Material provided:
·····

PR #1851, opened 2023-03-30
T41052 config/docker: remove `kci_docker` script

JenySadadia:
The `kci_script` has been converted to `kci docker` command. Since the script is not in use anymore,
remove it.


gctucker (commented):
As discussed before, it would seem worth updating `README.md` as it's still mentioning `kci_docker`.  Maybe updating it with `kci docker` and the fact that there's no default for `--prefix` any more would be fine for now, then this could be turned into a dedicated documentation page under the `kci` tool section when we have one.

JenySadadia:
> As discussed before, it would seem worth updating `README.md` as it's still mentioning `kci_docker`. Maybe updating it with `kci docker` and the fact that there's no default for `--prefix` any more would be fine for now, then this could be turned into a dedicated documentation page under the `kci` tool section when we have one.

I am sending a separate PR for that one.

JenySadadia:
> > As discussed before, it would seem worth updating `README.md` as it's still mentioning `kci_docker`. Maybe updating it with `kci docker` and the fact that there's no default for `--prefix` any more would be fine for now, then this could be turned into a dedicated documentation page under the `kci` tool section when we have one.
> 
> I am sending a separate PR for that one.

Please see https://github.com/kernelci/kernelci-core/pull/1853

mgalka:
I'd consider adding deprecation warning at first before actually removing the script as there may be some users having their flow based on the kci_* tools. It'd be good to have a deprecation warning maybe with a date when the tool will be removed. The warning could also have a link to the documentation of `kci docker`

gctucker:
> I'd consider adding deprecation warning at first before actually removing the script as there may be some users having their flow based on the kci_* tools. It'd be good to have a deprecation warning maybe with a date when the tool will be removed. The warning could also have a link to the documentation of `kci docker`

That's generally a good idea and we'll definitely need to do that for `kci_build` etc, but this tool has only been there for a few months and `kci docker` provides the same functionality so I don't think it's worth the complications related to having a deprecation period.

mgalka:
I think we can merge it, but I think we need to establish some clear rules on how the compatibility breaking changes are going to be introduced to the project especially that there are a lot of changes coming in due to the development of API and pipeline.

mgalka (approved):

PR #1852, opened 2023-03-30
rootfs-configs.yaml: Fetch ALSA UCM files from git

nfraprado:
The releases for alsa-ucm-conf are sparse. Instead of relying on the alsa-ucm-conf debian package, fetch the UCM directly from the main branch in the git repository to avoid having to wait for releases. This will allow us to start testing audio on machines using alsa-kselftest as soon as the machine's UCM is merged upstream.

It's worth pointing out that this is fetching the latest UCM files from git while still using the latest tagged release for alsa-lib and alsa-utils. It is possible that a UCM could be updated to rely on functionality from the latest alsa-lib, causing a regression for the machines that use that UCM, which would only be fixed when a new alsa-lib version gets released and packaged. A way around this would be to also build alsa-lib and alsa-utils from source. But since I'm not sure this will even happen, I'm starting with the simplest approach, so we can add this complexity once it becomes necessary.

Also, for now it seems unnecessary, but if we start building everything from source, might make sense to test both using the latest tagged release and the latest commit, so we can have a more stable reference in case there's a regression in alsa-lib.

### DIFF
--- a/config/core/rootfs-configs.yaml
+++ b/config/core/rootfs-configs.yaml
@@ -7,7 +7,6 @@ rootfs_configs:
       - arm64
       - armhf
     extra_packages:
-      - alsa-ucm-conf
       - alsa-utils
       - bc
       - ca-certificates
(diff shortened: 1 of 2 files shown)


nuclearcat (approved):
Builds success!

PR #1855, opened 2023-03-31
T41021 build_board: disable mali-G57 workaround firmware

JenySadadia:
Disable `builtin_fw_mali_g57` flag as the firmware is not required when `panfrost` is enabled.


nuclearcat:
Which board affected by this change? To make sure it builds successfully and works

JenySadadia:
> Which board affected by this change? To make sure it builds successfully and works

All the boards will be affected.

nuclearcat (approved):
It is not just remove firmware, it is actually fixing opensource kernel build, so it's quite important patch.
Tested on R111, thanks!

·····

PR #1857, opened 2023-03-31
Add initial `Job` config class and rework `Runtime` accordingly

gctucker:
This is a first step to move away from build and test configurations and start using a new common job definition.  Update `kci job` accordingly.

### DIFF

·····

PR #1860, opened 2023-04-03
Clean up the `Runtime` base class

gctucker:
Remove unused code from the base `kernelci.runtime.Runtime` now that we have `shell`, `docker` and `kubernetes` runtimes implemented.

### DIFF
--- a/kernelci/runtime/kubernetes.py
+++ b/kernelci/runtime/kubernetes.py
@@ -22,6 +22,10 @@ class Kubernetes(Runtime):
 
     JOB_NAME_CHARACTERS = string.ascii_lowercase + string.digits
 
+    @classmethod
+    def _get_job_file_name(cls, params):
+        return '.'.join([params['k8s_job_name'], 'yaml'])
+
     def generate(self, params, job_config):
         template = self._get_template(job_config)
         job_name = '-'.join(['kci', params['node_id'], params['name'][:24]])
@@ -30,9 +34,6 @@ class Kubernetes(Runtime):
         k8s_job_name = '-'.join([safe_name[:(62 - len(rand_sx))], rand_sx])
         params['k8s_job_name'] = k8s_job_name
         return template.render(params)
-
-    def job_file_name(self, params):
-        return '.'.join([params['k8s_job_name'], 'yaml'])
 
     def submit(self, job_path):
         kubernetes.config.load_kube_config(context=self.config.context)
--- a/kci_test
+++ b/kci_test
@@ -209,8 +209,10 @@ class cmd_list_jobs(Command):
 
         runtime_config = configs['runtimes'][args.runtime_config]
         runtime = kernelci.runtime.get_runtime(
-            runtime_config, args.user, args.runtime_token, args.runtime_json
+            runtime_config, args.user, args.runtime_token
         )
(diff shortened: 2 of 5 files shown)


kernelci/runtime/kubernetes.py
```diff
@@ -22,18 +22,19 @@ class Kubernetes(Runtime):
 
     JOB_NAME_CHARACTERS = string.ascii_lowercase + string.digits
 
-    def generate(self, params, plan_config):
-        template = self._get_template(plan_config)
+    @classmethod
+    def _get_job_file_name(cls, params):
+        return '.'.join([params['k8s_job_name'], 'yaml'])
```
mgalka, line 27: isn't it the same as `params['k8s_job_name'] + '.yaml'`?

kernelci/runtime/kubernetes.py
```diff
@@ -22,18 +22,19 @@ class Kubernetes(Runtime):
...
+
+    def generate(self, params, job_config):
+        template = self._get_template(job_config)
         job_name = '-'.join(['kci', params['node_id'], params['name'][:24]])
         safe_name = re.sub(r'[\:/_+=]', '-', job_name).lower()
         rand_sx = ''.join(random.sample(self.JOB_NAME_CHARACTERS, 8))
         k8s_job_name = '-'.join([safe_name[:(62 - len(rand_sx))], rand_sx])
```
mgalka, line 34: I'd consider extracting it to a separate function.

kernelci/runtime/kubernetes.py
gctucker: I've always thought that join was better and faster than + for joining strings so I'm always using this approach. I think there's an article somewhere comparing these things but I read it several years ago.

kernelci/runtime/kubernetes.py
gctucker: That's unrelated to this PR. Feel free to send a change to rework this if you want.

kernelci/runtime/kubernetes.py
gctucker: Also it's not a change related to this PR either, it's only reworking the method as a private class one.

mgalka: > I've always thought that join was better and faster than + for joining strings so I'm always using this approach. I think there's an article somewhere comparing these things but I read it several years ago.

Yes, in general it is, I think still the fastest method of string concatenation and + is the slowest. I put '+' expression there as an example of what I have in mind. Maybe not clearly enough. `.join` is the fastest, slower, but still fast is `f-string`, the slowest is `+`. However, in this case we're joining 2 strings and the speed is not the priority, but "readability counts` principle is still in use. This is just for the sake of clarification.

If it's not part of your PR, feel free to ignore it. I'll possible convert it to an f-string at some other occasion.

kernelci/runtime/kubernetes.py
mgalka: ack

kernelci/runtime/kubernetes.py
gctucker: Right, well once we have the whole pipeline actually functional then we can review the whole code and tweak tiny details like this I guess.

·····

What is being asked: Which lines of the records contain the word "accordingly"? Copy each of them.

Worked solution:
Add initial `Job` config class and rework `Runtime` accordingly
This is a first step to move away from build and test configurations and start using a new common job definition.  Update `kci job` accordingly.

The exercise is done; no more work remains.